Marilyn Louise Flynn is the former dean of the USC Suzanne Dworak-Peck School of Social Work.

==Education==
From the University of Illinois Urbana-Champaign, Flynn earned a PhD in 1976 and MSW in 1964. In 1960, she earned an AB in history and sociology from Roosevelt University?

==Career==
Between 1992 and 1997, Flynn was Director of the Institute of Public Policy and Social Research as well as Michigan State University’s School of Social Work. She was an associate professor at the University of Michigan School of Social Work between 1985 and 1991.

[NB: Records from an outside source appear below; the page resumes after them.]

PR #2941, opened 2023-06-26
Update ui test crate

oli-obk:
The main changes:

* we don't need to roll our own `status_emitter` anymore 
* there's only one way to filter now: with the closure passed to `run_tests_generic`

### DIFF
--- a/tests/compiletest.rs
+++ b/tests/compiletest.rs
@@ -3,7 +3,6 @@ use regex::bytes::Regex;
 use std::ffi::OsString;
 use std::path::{Path, PathBuf};
 use std::{env, process::Command};
-use ui_test::status_emitter::StatusEmitter;
 use ui_test::CommandBuilder;
 use ui_test::{color_eyre::Result, Config, Match, Mode, OutputConflictHandling};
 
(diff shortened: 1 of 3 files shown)


tests/compiletest.rs
```diff
@@ -113,39 +110,48 @@ fn test_config(target: &str, path: &str, mode: Mode, with_dependencies: bool) ->
...
-        }
-        match &**arg {
-            "--quiet" => {
-                config.quiet = true;
-                false
-            }
-            "--" => {
-                after_dashdash = true;
-                false
+    let mut quiet = false;
```
RalfJung, line 117: I can't find any place that this variable s actually used?

tests/compiletest.rs
```diff
@@ -113,39 +110,48 @@ fn test_config(target: &str, path: &str, mode: Mode, with_dependencies: bool) ->
...
+        |path| {
+            path.extension().is_some_and(|ext| ext == "rs")
+                && (filters.is_empty() || filters.iter().any(|f| path.starts_with(f)))
+        },
         // This could be used to overwrite the `Config` on a per-test basis.
         |_, _| None,
-        TextAndGha,
+        (
+            ui_test::status_emitter::Text,
+            ui_test::status_emitter::Gha::<false> { name: format!("{mode:?} {path} ({target})") },
```
RalfJung, line 153: What does the `false` here mean?

oli-obk: Turns off gha groups

RalfJung:
```suggestion
            ui_test::status_emitter::Gha::</* GHA groups */ false> { name: format!("{mode:?} {path} ({target})") },
```

tests/compiletest.rs
oli-obk: oh no rustc, why hast thou forsaken me

PR #2945, opened 2023-06-28
Try running a sync automatically

oli-obk:
absolutely no clue if this works, but it happens after the zulip message, so worst case we'll see the failure after the cron job did everything it currently does.

### DIFF
--- a/.github/workflows/ci.yml
+++ b/.github/workflows/ci.yml
@@ -156,13 +156,13 @@ jobs:
       - name: mark the job as a failure
         run: exit 1
 
-  # Send a Zulip notification when a cron job fails
   cron-fail-notify:
     name: cronjob failure notification
     runs-on: ubuntu-latest
     needs: [build, style]
     if: github.event_name == 'schedule' && (failure() || cancelled())
     steps:
+      # Send a Zulip notification
       - name: Install zulip-send
         run: pip3 install zulip
       - name: Send Zulip notification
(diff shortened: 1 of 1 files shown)


.github/workflows/ci.yml
```diff
@@ -185,3 +185,22 @@ jobs:
...
+          git config --global user.name 'The Miri Conjob Bot'
+          git config --global user.email 'miri@cron.bot'
+      - name: get changes from rustc
+        run: ./miri rustc-pull
+      - name: Push changes to a branch
+        run: |
+          git switch -c "rustup$(date -u +%Y-%m)"
+          git push
+      - name: Create Pull Request
+        uses: peter-evans/create-pull-request@v5
```
RalfJung, line 203: Looks like this can now be done without third-party actions: https://stackoverflow.com/a/73340290.

Also would be better to avoid computing the branch name twice.

.github/workflows/ci.yml
```diff
@@ -185,3 +185,22 @@ jobs:
...
+      - name: install josh-proxy
+        run: cargo +stable install josh-proxy --git https://github.com/josh-project/josh --tag r22.12.06
+      - name: start josh-proxy
+        run: josh-proxy --local=$HOME/.cache/josh --remote=https://github.com --no-background &
+      - name: setup bot git name and email
+        run: |
+          git config --global user.name 'The Miri Conjob Bot'
+          git config --global user.email 'miri@cron.bot'
+      - name: get changes from rustc
+        run: ./miri rustc-pull
```
RalfJung, line 197: Potential improvement (but we can leave that for later):
```
./miri toolchain
./miri fmt
git commit -am "rustfmt" || true # allowed to fail since there might be nothing to commit
```

.github/workflows/ci.yml
oli-obk: Ah yea, I just picked the first answer to that question and didn't read on :D

.github/workflows/ci.yml
oli-obk: Yea, tho I was thinking we could also try to make the regular CI job do that automatically if the fmt job fails. Like for every PR, not just on the sync PR.

RalfJung: That sounds fancy... not sure how I feel about auto-pushing to other people's branches, but it might be worth a shot.

.github/workflows/ci.yml
```diff
@@ -185,3 +185,26 @@ jobs:
...
+      - name: format changes (if any)
+        run: |
+          ./miri toolchain
+          ./miri fmt --check || ./miri fmt && git commit -am "fmt"
```
RalfJung, line 201:
```suggestion
          ./miri fmt --check || (./miri fmt && git commit -am "fmt")
```

.github/workflows/ci.yml
```diff
@@ -185,3 +185,26 @@ jobs:
           Sincerely,
           The Miri Cronjobs Bot' \
             --user $ZULIP_BOT_EMAIL --api-key $ZULIP_API_TOKEN --site https://rust-lang.zulipchat.com
+      - name: install josh-proxy
```
RalfJung, line 188:
```suggestion
      # Attempt to auto-sync with rustc
      - name: install josh-proxy
```

RalfJung (commented):
Just some final nits, r=me with those resolves. I am excited to see this in action!

.github/workflows/ci.yml
```diff
@@ -185,3 +185,27 @@ jobs:
...
+        run: josh-proxy --local=$HOME/.cache/josh --remote=https://github.com --no-background &
+      - name: setup bot git name and email
+        run: |
+          git config --global user.name 'The Miri Conjob Bot'
+          git config --global user.email 'miri@cron.bot'
+      - name: get changes from rustc
+        run: ./miri rustc-pull
+      - name: format changes (if any)
+        run: |
+          ./miri toolchain
```
RalfJung, line 201: Is rustup-toolchain-install-master installed here?

PR #2947, opened 2023-06-29
Try to fix cronjob PR creation

oli-obk:
The main tests use `bash` several times, maybe that is the issue here, too?

### DIFF
--- a/.github/workflows/ci.yml
+++ b/.github/workflows/ci.yml
@@ -198,10 +198,7 @@ jobs:
       - name: get changes from rustc
         run: ./miri rustc-pull
       - name: Install rustup-toolchain-install-master
-        if: ${{ steps.cache.outputs.cache-hit != 'true' }}
-        shell: bash
-        run: |
-          cargo install -f rustup-toolchain-install-master
+        run: cargo install -f rustup-toolchain-install-master
       - name: format changes (if any)
         run: |
           ./miri toolchain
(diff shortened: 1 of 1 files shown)


RalfJung:
Lol, we perfectly raced. ;) but https://github.com/rust-lang/miri/pull/2946 was a bit earlier.
@bors r-

.github/workflows/ci.yml
```diff
@@ -195,8 +195,10 @@ jobs:
           git config --global user.name 'The Miri Conjob Bot'
           git config --global user.email 'miri@cron.bot'
       - name: get changes from rustc
+        shell: bash
         run: ./miri rustc-pull
```
RalfJung, line 199: I think the issue is that the Miri repo is not checked out in this job.

Also, don't you have to install rustup-toolchain-install-master somewhere?

oli-obk: force pushed a change that should do everything needed

.github/workflows/ci.yml
```diff
@@ -196,6 +197,11 @@ jobs:
           git config --global user.email 'miri@cron.bot'
       - name: get changes from rustc
         run: ./miri rustc-pull
+      - name: Install rustup-toolchain-install-master
+        if: ${{ steps.cache.outputs.cache-hit != 'true' }}
+        shell: bash
+        run: |
+          cargo install -f rustup-toolchain-install-master
```
RalfJung, line 204:
```suggestion
        run: cargo install -f rustup-toolchain-install-master
```
we don't have a cache here so the rest doesn't do much (and no idea why we set `shell`...)

PR #2950, opened 2023-07-02
cargo-miri: better error message when RUSTC is not set

icewind1991:
Currently, when running `cargo-miri` instead of `cargo miri` you get a very confusing.

```
thread 'main' panicked at 'called `Result::unwrap()` on an `Err` value: NotPresent', src/tools/miri/cargo-miri/src/main.rs:83:41
```

error. This replaces that with a message telling them to use `cargo miri`


RalfJung:
Thanks, that should certainly be better!

We will still do something very confusing if people happen to have set RUSTC in their environment, but that is less likely I guess.

@bors r+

Flynn was appointed USC Dean in 1997 and was only the second woman to hold that position. She established new graduate academic centers in West Los Angeles and San Diego, began a web based Master of Social Work program in 2010, began the first military social work specialization and created the first career services program for social workers.

===Awards and honors===
Flynn has received the international Sarnat Prize for Advancement of Social Work and in 2015, the USC Provost’s Inaugural Prize for Innovation in Educational practice.

==Bribery case==
Between 1997 and 2018, Flynn was a USC dean and tenured professor. In 2018, Los Angeles City Councilman Mark Ridley-Thomas, through his political campaign fund, gave $100,000 to Flynn’s school. The school then passed the money on to a think tank connected to the councilman’s son, Sebastian Ridley-Thomas. In June 2018, the school reported their concerns over possible inappropriate financial transactions to legal authorities. Flynn subsequently resigned in disgrace.

In 2022, Flynn agreed to plead guilty to federal bribery charges and was sentenced in June 2023 to three years probation and $150,000 in fines. Ridley-Thomas was sentenced to 42 months in prison.